You can't audit what you don't understand.

Before you start hunting for AI opportunities, you need a clear picture of your business as it actually operates today—not how you think it operates, or how it's supposed to operate.

This step is about gathering the facts. The real ones.

Here's what you need to know—and why it matters.

1. Find Your "North Star"

Start with direction.

Write down your top 3 business goals for the next 12 months. These could be revenue targets, customer growth, new product launches—whatever matters most.

Then write down your top 3 constraints. Budget limits. Compliance requirements. Headcount freezes. Tight timelines.

Why this matters: AI should help you hit your goals faster or remove constraints that slow you down. If you don't know what those are, you'll build the wrong thing.

2. Map Your Operations

Get the org chart out of your head and onto paper.

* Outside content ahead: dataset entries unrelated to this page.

PR #291, opened 2022-05-17
Gaussian model update

nicholebarry:
I updated the gaussian source model generation. There are a couple of changes:

1) better gaussian parameter passing. I created a new structure so things are now much more compact and easier to manage.

2) including image plane -> uvw compression math from Jaiden's upcoming paper. Instead of calculating the mean compression from output from `apply_astrometry`, I'm calculating the expected compression using geometry. I've attached a screenshot of the relevant math. 

Screen Shot 2022-05-16 at 10 54 03 am

3) switching the `source_dft` matrix ordering so that it's column major to be faster in IDL. This was a simple fix that significantly decreased walltime and mem requirements.

4) small bugs and general spacing. 

The main branch (with Christene's LoBES catalog) took 381 min at 94 Gb for 69 118 sources. The new branch took 326 min at 65 Gb for the same sources. Running the main branch and the new branch with just point sources yielded the exact same power spectra. 

Here is the difference between the old branch and the new branch (blue means less power in the new branch).
fhd_nb_data_pointing_beam_lobes_update_int_fullimg_dft_averemove_swbh_dencorr__oldbranch_1061316296_minus_newbranch_FoV_1061316296_2dkpower

And here is the ratio difference between the old branch and the new branch (blue means more power was removed in the new branch.
fhd_nb_data_pointing_beam_lobes_update_int_fullimg_dft_averemove_swbh_dencorr__oldbranch_1061316296_diffratio_newbranch_FoV_1061316296_2dkpower

The difference suggests that the geometrical argument behaves better than the mean calculation as projection effects increase towards the horizon.

### DIFF
--- a/fhd_core/source_modeling/source_dft_multi.pro
+++ b/fhd_core/source_modeling/source_dft_multi.pro
@@ -52,42 +52,41 @@ FOR a_i=0L,n_alpha-1 DO BEGIN
 ENDFOR
 
 IF keyword_set(gaussian_source_models) then begin
-  if tag_exist(source_array, 'shape') then begin
-    gauss_test = ceil(0>(source_array.shape.x + source_array.shape.y)<1)
-    gauss_inds = where(gauss_test GT 0,n_gauss)
-  endif else n_gauss=0
+    if tag_exist(source_array, 'shape') then begin
+        gauss_test = ceil(0>(source_array.shape.x + source_array.shape.y)<1)
+        gauss_inds = where(gauss_test GT 0,n_gauss)
+    endif else n_gauss=0
 
-  if n_gauss GT 0 then begin
-      ;Convert from FWHM in arcsec to stddev in deg
-      gaussian_ra=double(source_array[gauss_inds].shape.x)/(7200*sqrt(2*alog(2)))
-      gaussian_dec=double(source_array[gauss_inds].shape.y)/(7200*sqrt(2*alog(2)))
-      ;Convert from deg to rad
-      gaussian_rot=double(source_array[gauss_inds].shape.angle)*!DPi/180.
+    if n_gauss GT 0 then begin
+        ;Convert from FWHM in arcsec to stddev in deg
+        gaussian_ra=double(source_array[gauss_inds].shape.x)/(7200*sqrt(2*alog(2)))
+        gaussian_dec=double(source_array[gauss_inds].shape.y)/(7200*sqrt(2*alog(2)))
+        ;Convert from deg to rad
+        gaussian_rot=double(source_array[gauss_inds].shape.angle)*!DPi/180.
 
-      ;Compression due to flat sky approximation of curved sky, see J Cook et al. 2022
-      Eq2Hor,source_array[gauss_inds].ra,source_array[gauss_inds].dec, obs.JD0, gauss_alt, gauss_az, nutate=1,precess=1,$
-        aberration=0, refract=0, lon=obs.lon, alt=obs.alt, lat=obs.lat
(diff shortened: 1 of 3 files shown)


bhazelton:
Those power spectra look really promising!

fhd_core/source_modeling/source_dft_multi.pro
```diff
@@ -50,78 +52,43 @@ FOR a_i=0L,n_alpha-1 DO BEGIN
...
+        gaussian_y = (gaussian_y_vals[*,1]-gaussian_y_vals[*,0]) / gaussian_dec_corr
 
-      ;Gaussian source model major and minor axes RA DEC
-      ;           _ a_2,d_2
-      ;          / \
-      ; a_3,d_3 |   | a_1,d_1
-      ;          \_/
-      ;   a_4,d_4
-      ;
-      ;Convert from deg to pixels
```
isullivan, line 83: Is this diagram no longer relevant? It would be helpful if you could update it rather than delete it if that is possible.

fhd_core/source_modeling/source_dft_multi.pro
```diff
@@ -50,78 +52,43 @@ FOR a_i=0L,n_alpha-1 DO BEGIN
...
-        gaussian_dec[source_ind]=0
-        gaussian_rot[source_ind]=0
-      endelse
-    endfor
-    inds_gauss=where(gaussian_ra,n_gauss_params,complement=inds_point)
-    if n_gauss_params eq 0 then begin
-      print, 'Catalog does not contain Gaussian shape parameters. Unsetting keyword gaussian_source_models.'
-      undefine, gaussian_source_models
-    endif else begin
+        gaussian_rot=double(source_array[gauss_inds].shape.angle)*!DPi/180.
```
isullivan, line 65: Here and throughout this file, please use `!Radeg` instead of `!DPi/180`

fhd_utils/FFT/source_dft.pro
```diff
@@ -47,149 +46,164 @@ x_use=x_loc_use-dimension/2.
...
-            ENDIF
+    ;Special case of memory bins not being able to hold needed binsize for all DFTs
+    if memory_bins*sources_per_bin LT n0 then begin
+        unbinned_sources=n0-Total(binsize) ;Number of leftover sources that can't held currently
+        num_more_bins=Ceil(unbinned_sources/sources_per_bin) ;Number of bins that need to be added to hold all sources at required binsize
+        memory_bins+=num_more_bins ;Recalculate number of bins necessary
+        binsize=Lonarr(memory_bins)+sources_per_bin ;Recalculate binsize given new memory bins
+    endif
+
+    ;Make the last bin forces number of sources distributed throughout bins equals the total num of sources.
```
isullivan, line 93: Minor, but could you re-write this description?

isullivan (dismissed):
These changes look good, especially with the apparent improvement in the power spectrum. I had a couple very minor comments on the code changes.

fhd_core/source_modeling/source_dft_multi.pro
nicholebarry: The definition of the variables are not longer relevant because I removed the corresponding code. Bit unfortunate, really.

fhd_core/source_modeling/source_dft_multi.pro
nicholebarry: Unfortunately, `!Radeg=57.295776` is floating precision, so I would rather stay with `!Dpi/180=57.295779513082323`.

isullivan (approved):
Thank you for the clarifications on my questions before. Everything looks good to merge.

List every department in your company and what each one is responsible for. Sales. Marketing. Operations. Support. Finance. HR.

Then write down the KPIs each department uses—even if they're messy or incomplete.

Why this matters: AI opportunities live inside departments. If you don't know who owns what, you won't know who to talk to or where the biggest pain points are.

3. Inventory Your Tech Stack

Every system. Every tool. Everything.

Make a list of every piece of software your business uses:

  • Sales/CRM (Salesforce, HubSpot, Pipedrive)
  • Marketing (email tools, ad platforms, analytics)
  • Operations/ERP (inventory, scheduling, project management)
  • Support (Zendesk, Intercom, helpdesk software)
  • Finance/Accounting (QuickBooks, Xero, NetSuite)
  • HR (payroll, benefits, time tracking)
  • Communication (email, Slack, Teams)
  • File storage (Google Drive, Dropbox, SharePoint)

For each system, capture:

  • Who owns it
  • What it's used for
  • What key data lives inside it
  • Where that data comes from and where it goes

Why this matters: Most AI opportunities involve connecting systems or pulling data from multiple places. If you don't know what you're working with, you'll miss the biggest wins.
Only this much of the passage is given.